# Weird comma — だけで、 表現する、 衝撃の描写など、



## Kenshiromusou

Yo, friends.
Reading a note, I realized I am not sure about the meaning due to commas.
Could you help me again?

タイミングの妙とキャラクターの*動きだけで、 表現する、 衝撃の描写など、*劇場版を経てさらに磨きのかかった作画は、ある種の凄みすら感じさせる。
I don't know if it's: 衝撃の描写などがタイミングの妙とキャラクターの動きだけで表現される or タイミングの妙とキャラクターの動きだけで (just by/even by), 表現する衝撃の描写など で (and by)ある種の凄みすら感じさせる.
I really have a problem with Japanese comma usage.
Thank you very much.


----------



## DaylightDelight

That usage of commas is strange. In my opinion the first two commas are superfluous.
I'd go with your first interpretation (as if the first two commas are not there):

Their drawing techniques, which have improved yet more through the creation of the theater-version, for example representation of impacts expressed only with subtle timings and movements of characters, are awe-inspiring in some sense.​
Unlike English, we don't have an established rule about comma usage.  We are only taught to use commas when readability of the sentence improves with them -- kind of difficult judgements.


----------



## 810senior

This usage of commas is weird to me too.

To structure the sentence anyway,
タイミングの妙とキャラクターの動きだけで表現する衝撃の描写 is one of the features in 作画[drawing picture], in which 衝撃の描写[the description of shocking] is being done with the help of both タイミングの妙[exquisite timing] and キャラクターの動き[characters' moves].


----------



## Kenshiromusou

DaylightDelight said:


> That usage of commas is strange. In my opinion the first two commas are superfluous.
> I'd go with your first interpretation (as if the first two commas are not there):
> 
> Their drawing techniques, which have improved yet more through the creation of the theater-version, for example representation of impacts expressed only with subtle timings and movements of characters, are awe-inspiring in some sense.​
> Unlike English, we don't have an established rule about comma usage.  We are only taught to use commas when readability of the sentence improves with them -- kind of difficult judgements.
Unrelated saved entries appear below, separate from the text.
PR #1000, opened 2020-03-03
Remove legacy construction from tests/mapper/...

huonw:
This switches away from the legacy `StellarGraph` constructor, and NetworkX itself, to use the new StellarGraph in the `tests/mapper/...` files as much as possible. This includes some instances of switching to a shared graph from `tests/test_utils/graphs.py` rather than each file creating its own.

See: #717

### DIFF
--- a/tests/test_utils/graphs.py
+++ b/tests/test_utils/graphs.py
@@ -25,29 +25,24 @@ import pytest
 
 def create_graph_features():
     # APPNP, ClusterGCN, GCN, PPNP, node_mappers
-    graph = nx.Graph()
-    graph.add_nodes_from(["a", "b", "c"])
-    graph.add_edges_from([("a", "b"), ("b", "c"), ("a", "c")])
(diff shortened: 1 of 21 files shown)


tests/test_utils/graphs.py
```diff
@@ -111,20 +111,27 @@ def example_hin_1_nx(feature_name=None, for_nodes=None, feature_sizes=None):
 
 
 def example_hin_1(
-    feature_sizes=None, is_directed=False, self_loop=False
+    feature_sizes=None,
+    is_directed=False,
+    self_loop=False,
+    node_types=("A", "B"),
```
kjun9: Thoughts on not exposing `node_types` and `edge_types` like this and just update the tests to use "A", "B", etc? I don't really see a particular use-case for any new tests wanting to use different names for the types for the same underlying graph, and the existing test probably doesn't need the `user` and `movie` context?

Sometimes, I'm afraid you use commas like ... In my language comma has a strictly syntactic usage; so, I often get problems with Japanese usage.
友よ、どうもありがとうございました。


----------



## Kenshiromusou

810senior said:


> This usage of commas is weird to me too.
> 
> To structure the sentence anyway,
> タイミングの妙とキャラクターの動きだけで表現する衝撃の描写 is one of the features in 作画[drawing picture], in which 衝撃の描写[the description of shocking] is being done with the help of both タイミングの妙[exquisite timing] and キャラクターの動き[characters' moves].


I really did not understand why redactor used these commas. Without it, the sentence would be easily readable.
Reading, I imagined maybe he insert the commas to avoid this conclusion. So, I decided to ask you, real Japanese. 
友よ、どうもありがとうございました。


----------



## SoLaTiDoberman

I think that this sentence was not written by the writer, but spoken by the speaker.
He (she) adopted the reversed word order technique (倒置法）, intentionally or coincidentally, when they spoke.

タイミングの妙とキャラクターの*動きだけで・・・（なんといいますか、その・・）表現する（語尾あがる）、・・・衝撃の描写などを（表現する）（語尾あがる）（言い直し）・・・、（その）*劇場版を経てさらに磨きのかかった作画は、ある種の凄みすら感じさせる。

=劇場版を経てさらに磨きのかかった、タイミングの妙とキャラクターの動きだけで衝撃の描写などを表現する作画は、ある種の凄みすら感じさせる。

In spoken Japanese, these kind of things may happen all the time because there is no chance for proofreading.


----------



## Kenshiromusou

SoLaTiDoberman said:


> I think that this sentence was not written by the writer, but spoken by the speaker.
> He (she) adopted the reversed word order technique (倒置法）, intentionally or coincidentally, when they spoke.
> 
> タイミングの妙とキャラクターの*動きだけで・・・（なんといいますか、その・・）表現する（語尾あがる）、・・・衝撃の描写などを（表現する）（語尾あがる）（言い直し）・・・、（その）*劇場版を経てさらに磨きのかかった作画は、ある種の凄みすら感じさせる。
> 
> =劇場版を経てさらに磨きのかかった、タイミングの妙とキャラクターの動きだけで衝撃の描写などを表現する作画は、ある種の凄みすら感じさせる。
> 
> In spoken Japanese, these kind of things may happen all the time because there is no chance for proofreading.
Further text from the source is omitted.